Excerpts from a dataset
============

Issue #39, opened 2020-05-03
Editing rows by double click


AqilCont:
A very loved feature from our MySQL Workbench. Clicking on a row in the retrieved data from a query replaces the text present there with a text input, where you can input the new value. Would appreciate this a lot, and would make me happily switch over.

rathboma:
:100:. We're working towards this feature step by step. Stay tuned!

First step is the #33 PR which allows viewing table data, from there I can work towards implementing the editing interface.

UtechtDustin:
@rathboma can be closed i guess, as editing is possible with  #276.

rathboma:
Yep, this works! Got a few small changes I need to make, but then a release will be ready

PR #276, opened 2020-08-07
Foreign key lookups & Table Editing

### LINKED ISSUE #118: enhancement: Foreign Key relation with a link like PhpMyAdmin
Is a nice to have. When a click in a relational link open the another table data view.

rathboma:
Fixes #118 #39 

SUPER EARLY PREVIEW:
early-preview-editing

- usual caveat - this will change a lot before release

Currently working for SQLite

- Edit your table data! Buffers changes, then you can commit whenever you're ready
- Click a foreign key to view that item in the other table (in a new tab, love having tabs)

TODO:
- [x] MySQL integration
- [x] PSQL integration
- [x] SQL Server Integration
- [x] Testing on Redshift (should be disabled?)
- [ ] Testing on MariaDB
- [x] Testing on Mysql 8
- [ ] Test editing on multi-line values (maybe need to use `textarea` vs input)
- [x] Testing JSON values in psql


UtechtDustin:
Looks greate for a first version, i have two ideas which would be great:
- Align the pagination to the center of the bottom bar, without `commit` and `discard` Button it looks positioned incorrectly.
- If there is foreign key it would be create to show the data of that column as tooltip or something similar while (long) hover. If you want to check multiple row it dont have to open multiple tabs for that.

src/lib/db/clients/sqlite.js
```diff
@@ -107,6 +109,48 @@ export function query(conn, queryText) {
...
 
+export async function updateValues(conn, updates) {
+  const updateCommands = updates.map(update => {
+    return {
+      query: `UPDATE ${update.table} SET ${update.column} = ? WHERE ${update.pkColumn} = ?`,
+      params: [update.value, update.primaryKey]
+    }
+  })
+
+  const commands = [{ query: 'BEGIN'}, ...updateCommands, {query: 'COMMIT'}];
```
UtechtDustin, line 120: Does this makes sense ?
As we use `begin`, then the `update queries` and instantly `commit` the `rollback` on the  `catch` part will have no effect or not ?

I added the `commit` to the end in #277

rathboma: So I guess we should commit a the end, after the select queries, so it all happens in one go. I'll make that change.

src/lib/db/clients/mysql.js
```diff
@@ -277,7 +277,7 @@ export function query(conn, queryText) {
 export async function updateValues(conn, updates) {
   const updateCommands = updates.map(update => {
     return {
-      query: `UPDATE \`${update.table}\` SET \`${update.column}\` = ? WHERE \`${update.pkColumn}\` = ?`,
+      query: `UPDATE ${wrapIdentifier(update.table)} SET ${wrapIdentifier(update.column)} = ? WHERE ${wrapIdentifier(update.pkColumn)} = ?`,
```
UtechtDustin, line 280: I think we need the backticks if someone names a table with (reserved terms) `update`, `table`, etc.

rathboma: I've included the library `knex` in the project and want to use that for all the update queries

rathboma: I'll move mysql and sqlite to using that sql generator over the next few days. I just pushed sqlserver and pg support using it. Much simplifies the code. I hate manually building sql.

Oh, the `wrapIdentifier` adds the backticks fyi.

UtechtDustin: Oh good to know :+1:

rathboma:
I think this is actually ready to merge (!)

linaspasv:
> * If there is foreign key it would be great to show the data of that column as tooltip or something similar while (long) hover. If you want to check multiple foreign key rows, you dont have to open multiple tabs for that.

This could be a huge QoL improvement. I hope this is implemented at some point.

============

The first line of the entries, the line with "PR #276, opened 2020-08-07", and every line between them should be retyped exactly, and nothing else.

Issue #39, opened 2020-05-03
Editing rows by double click


AqilCont:
A very loved feature from our MySQL Workbench. Clicking on a row in the retrieved data from a query replaces the text present there with a text input, where you can input the new value. Would appreciate this a lot, and would make me happily switch over.

rathboma:
:100:. We're working towards this feature step by step. Stay tuned!

First step is the #33 PR which allows viewing table data, from there I can work towards implementing the editing interface.

UtechtDustin:
@rathboma can be closed i guess, as editing is possible with  #276.

rathboma:
Yep, this works! Got a few small changes I need to make, but then a release will be ready

PR #276, opened 2020-08-07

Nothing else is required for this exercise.